Eu me pergunto será que estas pessoas realmente sofreram um ataque hacker ou simplesmente enfrentaram algum tipo de dificuldade técnica e já classificaram isso como uma ação hacker?

A minha proposta com este texto é esclarecer alguns mitos e explicar algumas verdades que já são bem antigas para quem vive no meio digital, para que haja uma maior compreensão antes de se afirmar que  sofreu um ataque hacker, e na verdade só perdeu a sua senha de acesso a alguma plataforma.

Porém, antes de mais nada eu gostaria de esclarecer a origem desta palavra HACKER e como no meio digital ela é compreendida.

O que é um HACKER?

HACKER é geralmente um profissional (seja de que área for) que tem se dedicado de forma muito maior do que o normal para conhecer e alterar dispositivos, programas e redes de computadores.

Por que falar sobre HACKER?

Parece lógico, mas não para todos.
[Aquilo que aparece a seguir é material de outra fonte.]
PR #240, opened 2020-10-02
Bug/custom tokenizer

ritvikshrivastava:
Fixed issues pointed out by @vembar.

### DIFF
--- a/mindmeld/tokenizer.py
+++ b/mindmeld/tokenizer.py
@@ -106,11 +106,11 @@ class Tokenizer:
             "apostrophe": (" ", None),
         }
 
-        # Create compiled regex expressions
-
-        if "allowed_patterns" in self.config:
+        # Check if custom pattern is being used or MM defined
+        if "allowed_patterns" in self.config and (self.config["allowed_patterns"]):
             self._custom = True
 
+        # Create compiled regex expressions
         try:
             self.keep_special_compiled = re.compile(
                 "(%s)"
@@ -184,11 +184,17 @@ class Tokenizer:
         """
         # For each match, look-up corresponding value in dictionary
         try:
+
+            # Checks if replacement can be found in pre-defined match object (non-custom).
+            # If no key in match object, go to custom tokenizer handling in Exception.
             filtered = compiled.sub(self._one_xlat, text)
 
+            # If no key error and custom tokenizer was involved
+            # then the token has unwanted special characters. Remove them and return.
             if self._custom:
                 return self.compiled.sub(self._one_xlat, text)
 
+            # Return filtered list if non-custom tokenizer.
             return filtered
 
         except KeyError:
--- a/mindmeld/tokenizer.py
+++ b/mindmeld/tokenizer.py
@@ -110,14 +110,12 @@ class Tokenizer:
 
         if "allowed_patterns" in self.config:
             self._custom = True
-        else:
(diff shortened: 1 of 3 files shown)


mindmeld/tokenizer.py
```diff
@@ -106,11 +106,11 @@ def _init_regex(self):
             "apostrophe": (" ", None),
         }
 
-        # Create compiled regex expressions
-
-        if "allowed_patterns" in self.config:
+        # Check if custom pattern is being used or MM defined
+        if "allowed_patterns" in self.config and (self.config["allowed_patterns"]):
```
minhtuev, line 110:
```suggestion
        if self.config.get("allowed_patterns"):
```

tests/test_tokenizer.py
```diff
@@ -225,4 +225,4 @@ def test_custom_tokenizer(tokenizer, custom_tokenizer):
     custom_normalized = custom_tokenizer.normalize(raw, True)
 
     assert normalized == "is s o b gonna be on at 8 p m"
-    assert custom_normalized == "is s.o.b. ,, gonna be on at 8 p.m."
+    assert custom_normalized == "is s.o.b. gonna be on at 8 p.m."
```
minhtuev, line 228: should we add more tests around this issue?

minhtuev (approved):
Looks good to me, are you going to create a doc for the Default Tokenizer behavior in a separate PR?

tests/test_tokenizer.py
ritvikshrivastava: Done!

mindmeld/tokenizer.py
```diff
@@ -105,19 +106,26 @@ def _init_regex(self):
...
+                    ),
                 ),
-                re.UNICODE
+                re.UNICODE,
             )
         except sre_constants.error:
             logger.error(
                 "Custom regex compilation failed for the following patterns: %s",
-                ")|(".join(self.config["allowed_patterns"])
+                ")|(".join(self.config["allowed_patterns"]),
```
serapio, line 128: Is it possible for some pathway to add characters to `exclude_from_norm` that would then make the default_allowed_patterns a bad regex? It may be better to not assume this error came from the custom pattern. Then you could do the string join once at the start/before the try block, and reuse it here.

serapio (commented):
just a doubt

mindmeld/tokenizer.py
```diff
@@ -179,12 +187,24 @@ def multiple_replace(self, text, compiled):
...
+
+            # Return filtered list if non-custom tokenizer.
+            return filtered
+
         except KeyError:
             # In case of custom/app-specific tokenizer configuration
             logger.info("Using custom tokenizer configuration.")
             re_str = compiled.findall(text)
-            return "".join([e[0] if len(e) > 1 else e for e in re_str])
+            return "".join([list(filter(None, e))[0] for e in re_str])
```
vijay120, line 207: I think a note on the list->filter->none trick here would be good.

vijay120 (approved):

mindmeld/tokenizer.py
minhtuev: Out of curiosity, why don't we do this:
```suggestion
            return "".join(list(filter(None, [e for e in re_str])))
```

PR #248, opened 2020-10-08
Fixing sys candidate feature extractor bug

vembar:
While extracting the sys_candidate feature, we are currently using the raw entity spans to extract features for normalized tokens which causes an index mismatch if there are special characters in the text. For example, for the query "Schedule a follow-up at 7", for the token "at" we end up extracting `sys_candidate|type:sys_time|granularity:<X>|pos:-1` and `sys_candidate|type:sys_time|granularity:<X>|pos:0` whereas the right feature should be `sys_candidate|type:sys_time|granularity:<X>|pos:0` and `sys_candidate|type:sys_time|granularity:<X>|pos:1` 

The fix for this is to iterate on the normalized spans in the extractor so it matches the normalized token indices.


minhtuev (approved):
LGTM, go ahead after fixing tests.

serapio (approved):

vijay120 (approved):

Atualmente, o mundo tem se voltado para a segurança digital e virtual, e muito dessa preocupação se deve ao surgimento destas figuras intituladas como hackers que tem atormentado a vida de pessoas, instituições e até órgãos governamentais.

Um dos casos de maior notoriedade aqui no Brasil, onde se tem envolvido um ou mais hackers foi na quebra criminosa de sigilo do Ministro da Justiça e Segurança Pública do Brasil, Sérgio Moro.

Um HACKER é um criminoso?

Normalmente o hacker é um criminoso, pois ele costuma utilizar seus conhecimentos para violar sistemas de segurança de bancos, por exemplo, ou também para violar sistemas de segurança de empresas.

Mas isso não significa que todos sejam. Como explicamos acima, existem profissionais contratados para fazer um trabalho de testes em servidores e sistemas, justamente para não deixar outros hackers fazerem e dai então causar prejuízos as marcas e seus clientes.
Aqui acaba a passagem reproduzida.